Last month I highlighted six value stocks with strong -- and safe -- dividend yields. I'm back now with five more profitable stocks with safe, strong dividend payouts who also appear undervalued on an enterprise basis. Thus, we hope these stocks can not only provide security of income but a real chance at capital appreciation.
1. Microchip Technology (NASDAQ:MCHP)
- Closing Price 8/31: $32.88
- Dividend: $1.388 (annualized); 1.382 (ttm)
- Yield: 4.23% / 4.21%
The semiconductor company has raised its dividend nearly every quarter since initiating a payout in late 2003. Over the last eight quarters, the dividend has risen one-tenth of a cent each quarter, from $0.339 to the most recent payment of $0.347.
And while those tiny raises make for some goofy accounting, they also show the commitment of management to maximize shareholder return. The company has never cut its dividend in eight years -- it has only paused four times over that span -- and now sports a yield above 4.2%.
While the payout ratio of 62% may seem a bit high, the company has covered dividend payments with free cash flow three of the past four years, just missing in the challenging economy of 2009. The company offers $7/share in cash, net of liabilities, as a cushion should another slowdown lower cash flow.
The company did guide for some weakness in the fiscal second quarter (ending September), yet still projects earnings approximating those of a year ago.
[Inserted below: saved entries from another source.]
PR #479, opened 2022-07-29
Clean up cpu-only mode

tgerdesnv:
- Remove mention of DCGM requirement in docs
- Downgrade "stopped triton server" print to debug for docker mode (just like it is for local mode)
- Only print "CPU metrics are not being collected" once
- Refactor csv printing. Don't print files with no data
- Removed warning about "No non-gpu metric", as it provided no value
 
I did NOT fix the following warning, because I think it is legit as it comes from the options of what fields to print in the csv files:
- Analysis step printed a ton of warnings about GPU and Server output fields gpu_used_memory, gpu_utilization, and gpu_power_usage

### DIFF
--- a/docs/metrics.md
+++ b/docs/metrics.md
@@ -49,7 +49,7 @@ for more info on these
 
 ## GPU metrics
 
-These are metrics currently captured using DCGM. They are recorded for each GPU
+These are metrics captured by the tritonserver using DCGM. They are recorded for each GPU
 in fixed intervals during perf analyzer runs and then aggregated across all the
 records for a run. 
 
--- a/docs/metrics.md
+++ b/docs/metrics.md
@@ -49,7 +49,7 @@ for more info on these
 
 ## GPU metrics
 
-These are metrics captured by the tritonserver using DCGM. They are recorded for each GPU
+These are metrics captured by the tritonserver. They are recorded for each GPU
 in fixed intervals during perf analyzer runs and then aggregated across all the
 records for a run. 
 
--- a/model_analyzer/record/metrics_manager.py
+++ b/model_analyzer/record/metrics_manager.py
@@ -563,9 +563,11 @@ class MetricsManager:
         collect_cpu_metrics_expect = cpu_only or len(self._gpus) == 0
         collect_cpu_metrics_actual = len(self._cpu_metrics) > 0
         if collect_cpu_metrics_expect and not collect_cpu_metrics_actual:
-            logger.info(
-                "CPU metric(s) are not being collected, while this profiling will run on CPU(s)."
-            )
+            if not self._cpu_warning_printed:
+                self._cpu_warning_printed = True
+                logger.warning(
+                    "CPU metric(s) are not being collected, while this profiling will run on CPU(s)."
+                )
         # Warn user about CPU monitor performance issue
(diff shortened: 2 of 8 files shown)


docs/metrics.md
```diff
@@ -49,7 +49,7 @@ for more info on these
 
 ## GPU metrics
 
-These are metrics currently captured using DCGM. They are recorded for each GPU
+These are metrics captured by the tritonserver using DCGM. They are recorded for each GPU
```
nv-braf, line 52: I thought DCGM was being removed from the docs?

model_analyzer/record/metrics_manager.py
```diff
@@ -563,9 +563,11 @@ def _print_run_config_info(self, run_config):
         collect_cpu_metrics_expect = cpu_only or len(self._gpus) == 0
         collect_cpu_metrics_actual = len(self._cpu_metrics) > 0
         if collect_cpu_metrics_expect and not collect_cpu_metrics_actual:
-            logger.info(
-                "CPU metric(s) are not being collected, while this profiling will run on CPU(s)."
-            )
+            if not self._cpu_warning_printed:
+                self._cpu_warning_printed = True
+                logger.warning(
+                    "CPU metric(s) are not being collected, while this profiling will run on CPU(s)."
```
nv-braf, line 569: Is this proper English? Seems like some words are transposed in the warning message?

tgerdesnv: reworded

model_analyzer/record/metrics_manager.py
```diff
@@ -563,16 +563,17 @@ def _print_run_config_info(self, run_config):
...
+                    "One or more models are running on the CPU, but CPU metric(s) are not being collected"
+                )
         # Warn user about CPU monitor performance issue
         if collect_cpu_metrics_actual:
             if not self._cpu_warning_printed:
                 self._cpu_warning_printed = True
-                logger.warning("CPU metric(s) are being collected.")
                 logger.warning(
-                    "Collecting CPU metric(s) can affect the latency or throughput numbers reported by perf analyzer."
+                    "CPU metrics are being collected. This can affect the latency or throughput numbers reported by perf analyzer."
```
nv-hwoo, line 576: Can we make it multiple lines for better readability?

nv-braf (approved):

model_analyzer/result/result_table_manager.py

Microchip currently trades at a P/E around 15, with the $7/share in cash lowering that ratio on an enterprise basis to under 12.
2. Brooks Automation (NASDAQ:BRKS)
- Closing Price 8/31: $9.47
- Dividend: $0.32
- Yield: 3.38%
Brooks Automation is a supplier of vacuum equipment and robotics to semiconductor manufacturers and scientific laboratories worldwide. The company has altered its focus in the last twelve months, first selling its contract manufacturing business, then acquiring RTS Life Sciences and Nexus Biosystems to enter the life sciences market.
With $2.47/share in net cash (including the effect of the Nexus acquisition, which occurred after the most recent quarter reported), and trailing earnings of $1.52/share (not including the asset sale), Brooks is now trading at an enterprise-value-to-earnings ratio under 5 (I covered Brooks in more detail a few weeks back). The company's long history in the semiconductor industry, and the promise of growth in the life sciences business, give Brooks the ability to navigate a potential economic downturn, and it seems undervalued at these levels.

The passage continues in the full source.